Odysseus presents himself to Aeolus as the direct object of ἄασαν—the victim of ate, whose agents are his own hetairoi, along with the sleep that kept him from retaining absolute control over the ship (cf. Odyssey 10.32-33).54 The strength of the accusation is matched by an equally damning adjective: nowhere else in Homer are hetairoi called kakoi. Odysseus’ words to Aeolus are also more accusatory than his narrative twenty lines earlier, where the agent of the error of

the hetairoi is simply “evil counsel” (βουλὴ δὲ κακὴ νίκησεν ἑταίρων: 46). In conversation with hosts and kings, he feels particularly that he must scapegoat his hetairoi. But the ploy does not work, as Aeolus declares that Odysseus is personally hateful to the gods (ἄνδρα τὸν ὅς τε θεοῖσιν

ἀπέχθηται μακάρεσσιν: 74).
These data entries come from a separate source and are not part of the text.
PR #4815, opened 2020-03-25
Add [OffsetEarth] badges

owenvoke:
This is related to https://github.com/badges/shields/issues/4728 and https://github.com/badges/shields/pull/4814.

It adds 2 new badges related to the [Offset Earth](https://offset.earth) service which powers [Treeware](https://treeware.earth) and can show both trees planted for an owner, and carbon that has been offset.


services/offset-earth/offset-earth-carbon.tester.js
```diff
@@ -0,0 +1,37 @@
...
+    color: 'green',
+  })
+
+t.create('invalid profile (mock)')
+  .get('/non-existent-username.json')
+  .intercept(nock =>
+    nock('https://public.offset.earth')
+      .get('/users/non-existent-username/carbon-offset')
+      .reply(404, {})
+  )
```
chris48s: Could this be a live test instead of mocked?

services/offset-earth/offset-earth-trees.tester.js
```diff
@@ -0,0 +1,33 @@
...
+    color: 'green',
+  })
+
+t.create('invalid profile (mock)')
+  .get('/non-existent-username.json')
+  .intercept(nock =>
+    nock('https://public.offset.earth')
+      .get('/users/non-existent-username/trees')
+      .reply(404, {})
+  )
```
chris48s: Same comment here.. do we actually need to mock it?

PyvesB:
I would probably add some of the same comments I had in #4814, in particular error messages and names of tests. 😉

services/offset-earth/offset-earth-carbon.tester.js
owenvoke: I'll update this now, apologies for the delay. 🙂

services/offset-earth/offset-earth-carbon.tester.js
```diff
@@ -0,0 +1,32 @@
...
+const { withRegex } = require('../test-validators')
+
+t.create('request for existing profile')
+  .get('/offsetearth.json')
+  .expectBadge({
+    label: 'carbon offset',
+    message: withRegex(/[\d.]+ tonnes/),
+  })
+
+t.create('request for existing profile (mock)')
```
calebcartwright: Do we need this test considering the live one above? If so what are we using this test to validate above and beyond the first one?

Our test runner also automatically flags each test as live or mock in the output so the trailing `(mock)` would be a bit duplicative

services/offset-earth/offset-earth-trees.service.js
```diff
@@ -0,0 +1,60 @@
+'use strict'
+
+const Joi = require('@hapi/joi')
+const { metric } = require('../text-formatters')
+const { floorCount } = require('../color-formatters')
+const { BaseJsonService } = require('..')
+
+const apiSchema = Joi.object({
+  total: Joi.number()
```
calebcartwright: Will these values be whole numbers? If so we can use the `nonNegativeInteger` helper from validators

https://github.com/badges/shields/blob/master/services/validators.js#L15

services/offset-earth/offset-earth-carbon.tester.js
owenvoke: I'll remove this test, and remove the `(mock)` text (it was just taken from another example service). 👍

owenvoke:
I've applied the requested changes. 👍 Let me know if there's anything else needed.

services/offset-earth/offset-earth-carbon.tester.js
calebcartwright: No worries, thanks for updating!

services/offset-earth/offset-earth-carbon.service.js
```diff
@@ -0,0 +1,61 @@
...
+
+const Joi = require('@hapi/joi')
+const { metric } = require('../text-formatters')
+const { floorCount } = require('../color-formatters')
+const { BaseJsonService } = require('..')
+
+const apiSchema = Joi.object({
+  total: Joi.number()
+    .positive()
+    .required(),
```
chris48s, line 11: Should this one also be `nonNegativeInteger`?

owenvoke: It's not an integer, but if there is a `nonNegativeFloat` or something I could use that?

PyvesB: I don't think there is - this is probably fine as it is, if we found ourselves using this too often, we can create one then :)

PyvesB:
I'm still confused as to why the error message says `profile not found`. Should it not be "owner" or "user" or something else?

owenvoke:
I guess I can change it to `owner`, it's just referred to as profile where I've seen it. :+1: I'll change it in a bit.

PyvesB:
If you've seen it referred to as profile, I would leave it as it is! But shouldn't we change the `:owner` name in the badge path as well to keep them consistent? @remotealex what do you think?

remotealex:
@PyvesB Yup. We refer to it as a `profile` on our end, never `owner`. That param is actually called `usernameOrUserId` on our end as it can take either a user's `username` or their user object's `userId`.  

In this case the most appropriate variable name would be `username` and the error message could be `No user found for this username` or similar?

owenvoke:
I'm up for changing it to whatever you guys think would make the most sense. 👍

PyvesB:
> I'm up for changing it to whatever you think would make the most sense. 👍

Based on @remotealex comment above, shall we simply change all occurrences of `owner` and `profile` to `username`?

philsturgeon:
@PyvesB yep please change both owner and profile to `username`. 👍

owenvoke:
Updated all references to use `username`. 👍

PR #4841, opened 2020-03-28
fix: [Spiget] invalid response for external downloads #4840

### LINKED ISSUE #4840: Spiget downloads badge doesn't work if download refers to external site

- [X] My own instance

:beetle: **Description**
On [SpigotMC.org](https://spigotmc.org) resources can be either uploaded directly to their site or the download-button can redirect to an external site. In both cases, it is counted as a download and is registered on SpigotMC and Spiget. The problem is that if resources the download on an external site the response from Spiget is interpreted as invalid and the badge only shows "invalid response data".

:link: **Link to the badge**
https://img.shields.io/spiget/downloads/66647
Spiget Downloads

:bulb: **Possible Solution**
After a short investigation using a local instance, it turns out that the Spiget API reports a file size of `0` and an empty string as the unit if the file is not hosted on SpigotMC but rather on an external site. The problem is that for Joi an empty string is a completely missing property in the object and thus deems the response as invalid.

[Here is the line that causes the problem](https://github.com/badges/shields/blob/77a819cefe113cab8c624f8dab3863fcfe4d0f15/services/spiget/spiget-base.js#L10)

A possible solution would be to split the schema validation up, so the file related stuff would be separate, but that's not a clean solution, is it?

Sytm:
Fixes #4840

Although I am not sure if I should use a mocked API response or a real one (obviously preferred), but I do not know if there are resources on SpigotMC that will stay externally hosted for the foreseeable future so the tests do not break.

Also, I am wondering if the color should change for the download size badge if the resource is hosted externally.

Looks like the service tests didn't run because some credentials are not configured. I had the same problem locally and hoped it would work if it runs in CI


PyvesB:
Thanks for the contribution, using the `type` parameter looks great!
 
> Although I am not sure if I should use a mocked API response or a real one (obviously preferred), but I do not know if there are resources on SpigotMC that will stay externally hosted for the foreseeable future so the tests do not break.

You can use [Advanced Achievements](https://www.spigotmc.org/resources/advanced-achievements.6239/) for that test. I'm the author and don't intend on bringing the downloads back in-house in the foreseeable future. 😉  

> Also, I am wondering if the color should change for the download size badge if the resource is hosted externally.

Would `lightgrey` be more appropriate? We often use the colour for cases where we can't convey the requested information for whatever reason.

> Looks like the service tests didn't run because some credentials are not configured. I had the same problem locally and hoped it would work if it runs in CI

No, I do think think they were successfully run. The warnings before the test suite are for another service, Symfony. Mocha then filters things out and only runs relevant tests within the whole suite.

Sytm:
> No, I do think think they were successfully run. The warnings before the test suite are for another service, Symfony. Mocha then filters things out and only runs relevant tests within the whole suite.

Over [here](https://github.com/badges/shields/blob/master/doc/service-tests.md#3-running-the-tests) it shows some additional output for the service tests that do not appear on my machine (also missing from ci).

I also modified the test code to make it deliberately fail, but the tests "passed" anyways.

PyvesB:
> Over [here](https://github.com/badges/shields/blob/master/doc/service-tests.md#3-running-the-tests) it shows some additional output for the service tests that do not appear on my machine (also missing from ci).
> 
> I also modified the test code to make it deliberately fail, but the tests "passed" anyways.

Hmmm... Locally things are running as expected, however, I'm running a slightly older version of the `master` branch. On the CI, I just noticed the following error message:

> Unable to save test results from /home/circleci/project/junit
> Error path is not valid /home/circleci/project/junit: error accessing path: /home/circleci/project/junit: lstat /home/circleci/project/junit: no such file or directory
> Found no test results, skipping

You're right, things may have broken in the meantime. Will investigate further.

PyvesB:
I've tested things manually with an older version of Mocha, and I believe you'll need to update the mocked data in _spiget-tested-versions.tester.js_, they no longer conform to the updated schema. 😉

Sytm:
> I've tested things manually with an older version of Mocha, and I believe you'll need to update the mocked data in _spiget-tested-versions.tester.js_, they no longer conform to the updated schema. wink

I no longer use mocked data? In 77d75f3 I updated it to use your plugin as the test.

PyvesB:
Sorry for not explaining more clearly. Existing tests, in _spiget-tested-versions.tester.js_, use mock data which happens to be the minimum data required to validate the Joi schema and make those tests pass. The implementation, in _spiget-tested-versions.service.js_, uses the common schema you modified in _spiget-base.js_. The schema now expects a mandatory `type` field in the response, so the mocked data from those other tests should change accordingly. Does this make sense?

Sytm:
> Sorry for not explaining more clearly. Existing tests, in _spiget-tested-versions.tester.js_, use mock data which happens to be the minimum data required to validate the Joi schema and make those tests pass. The implementation, in _spiget-tested-versions.service.js_, uses the common schema you modified in _spiget-base.js_. The schema now expects a mandatory `type` field in the response, so the mocked data from those other tests should change accordingly. Does this make sense?

Ah yes, I thought you were still talking about `spiget-download-size.tester.js`, my bad.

Odysseus has ruined his relationship both with his hetairoi and with a royal xenos.55

54 This is probably a deliberate rhetorical ploy for Aeolus’ ears only: in his narrative to the Phaecians, Odysseus implicates himself along with his hetairoi (αὐτῶν γὰρ ἀπωλόμεθ’ ἀφραδίῃσιν: Odyssey 10.27).

55 Aeolus triply cuts off all future relations with Odysseus, calling him “most reproachful of living things,” judging his request “not right” (οὐ θέμις), and concluding that the gods must hate him (Odyssey 10.72-75).